The Wikipedia page on gamma distributions has a handy plot of distributions for different values of the shape and scale parameters. However, Wikipedia (annoyingly) uses different notation than we do, choosing \(k\) for the shape parameter (\(\alpha\)) and \(\theta\) for the scale (\(\beta\)).
We will use a data set obtained from a paper by Aleksey V. Belikov, The number of key carcinogenic events can be predicted from cancer incidence. This data set, which is further cleaned from the source, contains the following three variables:
that were obtained from a large Centers for Disease Control survey in the United States over the years 1999-2012. The data set is displayed below.
| age | freq | prop |
|---|---|---|
| 17 | 0.001 | 0.0000002 |
| 22 | 0.001 | 0.0000002 |
| 27 | 0.001 | 0.0000002 |
| 32 | 0.100 | 0.0000233 |
| 37 | 1.000 | 0.0002325 |
| 42 | 9.600 | 0.0022325 |
| 47 | 42.200 | 0.0098135 |
| 52 | 144.100 | 0.0335100 |
| 57 | 316.500 | 0.0736012 |
| 62 | 541.800 | 0.1259941 |
| 67 | 821.200 | 0.1909677 |
| 72 | 906.000 | 0.2106877 |
| 77 | 845.900 | 0.1967116 |
| 82 | 671.800 | 0.1562252 |
(\(\star\)) One way inferring parameters from data is based on matching the mean and variance of the data to the known formulas for mean and variance of the distribution. In the case of the gamma distribution, solve for \(\alpha\) and \(\beta\) in terms of \(\mu\) and \(\sigma^2\). This is a theory-based exercise, not a programming one, but your work should be shown and interpreted in your write-up.

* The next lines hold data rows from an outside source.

PR #532, opened 2023-05-04
Fix Failed to parse cookie string in middleware

silentworks:

Bug fix

When using the `createMiddlewareSupabaseClient` inside a middleware the storage driver would throw an error due to the cookie being saved twice.

## What is the new behavior?

There is no longer an error and cookie is only saved once.

## Additional context

### DIFF
--- a/.changeset/brave-lizards-thank.md
+++ b/.changeset/brave-lizards-thank.md
@@ -1,0 +1,5 @@
+---
+'@supabase/auth-helpers-nextjs': patch
+---
+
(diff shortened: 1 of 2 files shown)


jlfwong:
Hi! We ran into this while working on https://streamlineclimate.com/. We have workarounds for now, but would love to have this fixed upstream. Is there an ETA on an npm publish that includes this change?

CC @douglasqian

silentworks:
This is already published on npm on the `.next` release. We are working to get a final release out soon, but currently we need to update the docs before we can make this a final release.

PR #543, opened 2023-05-16
WIP: Writable cookies

dijonmusters:
This is an experimental idea for how we can handle creating a Supabase Client in Route Handlers and Server Actions, now that they allow for writable cookies.


packages/nextjs/src/routeHandlerClient.ts
david-plugge, line 1: We should probably switch `createRouteHandlerSupabaseClient` and `createServerActionSupabaseClient` since the server actions api is not finalized and might change.

PR #547, opened 2023-05-17
Chore: Implement naming convention for createClient functions

dijonmusters:

Chore

1. createClient functions do not follow a clear convention
2. pages directory createClient functions are the default - no longer the recommended path

## What is the new behavior?

The App Router createClient functions follow a contextual convention as to where they are being used:

- createClientComponentClient
- createServerComponentClient
- createMiddlewareClient
- createRouteHandlerClient
- createServerActionClient

Pages directory createClient functions now contain `pages` in their name

- createPagesBrowserClient
- createPagesServerClient

---

Have also removed the `Supabase` part of each export, as this feels unnecessary.

## Additional context

We cannot consolidate all server-side functions into a single createServerClient function, as Server Components will not be able to `set` cookies, therefore, will always need to use middleware to refresh expired sessions: https://github.com/vercel/next.js/discussions/41745#discussioncomment-5198848

While `createRouteHandlerClient` and `createServerActionClient` are exactly the same function, I think it best to keep these as separate exports to simplify the DX when consuming them - if they were named the same, I think it would cause more confusion and require an unnecessarily deep understanding of the design decisions of the Next.js App Router.

This same justification goes for `createPagesBrowserClient` and `createClientComponentClient`. Having this clear separation between `pages` and `App Router` simplifies the DX.

### DIFF
--- a/packages/nextjs/src/serverComponentClient.ts
+++ b/packages/nextjs/src/serverComponentClient.ts
@@ -34,9 +34,7 @@ class NextServerComponentAuthStorageAdapter extends CookieAuthStorageAdapter {
 	}
 }
 
-export const createRouteHandlerSupabaseClient = createServerComponentSupabaseClient;
-
-export function createServerComponentSupabaseClient<
+export function createServerComponentClient<
 	Database = any,
 	SchemaName extends string & keyof Database = 'public' extends keyof Database
 		? 'public'
--- a/.changeset/six-eggs-search.md
+++ b/.changeset/six-eggs-search.md
@@ -1,0 +1,5 @@
+---
+'@supabase/auth-helpers-nextjs': patch
+---
+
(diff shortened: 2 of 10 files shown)


packages/nextjs/src/serverComponentClient.ts
```diff
@@ -34,9 +34,7 @@ class NextServerComponentAuthStorageAdapter extends CookieAuthStorageAdapter {
 	}
 }
 
-export const createRouteHandlerSupabaseClient = createServerComponentSupabaseClient;
```
dijonmusters, line 37: I think this one was accidentally left in from previous PR

silentworks: Yeah I think so.

silentworks (approved):

dijonmusters:
Awesome work! Thanks @silentworks! 🙌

(\(\star\)) In your write-up, use R to compute the values of \(\mu\) and \(\sigma^2\) from the data, and then use your answer from problem 3 to compute \(\alpha\) and \(\beta\). Explain how we can interpret \(\alpha\) and \(\beta\) in the context of this data (in particular, round \(\alpha\) to the nearest whole number for ease of interpretation).
(\(\star\)) In your write-up,
make a scatter plot of the age and prop variables, then add a
stat_function layer to plot the gamma distribution with your calculated
values of \(\alpha\) and \(\beta\) (Note: since the \(y\)-axis of your scatter plot is a
proportion, and the output of the gamma pdf is a density, we need to
rescale the output of the function in the stat_function layer. We can do
this by adding inside stat_function() the following argument:
aes(y = after_stat(y * binwidth)).) Describe your
observations of the plot, particularly the reasonableness of the fit of
the model, based on visual inspection.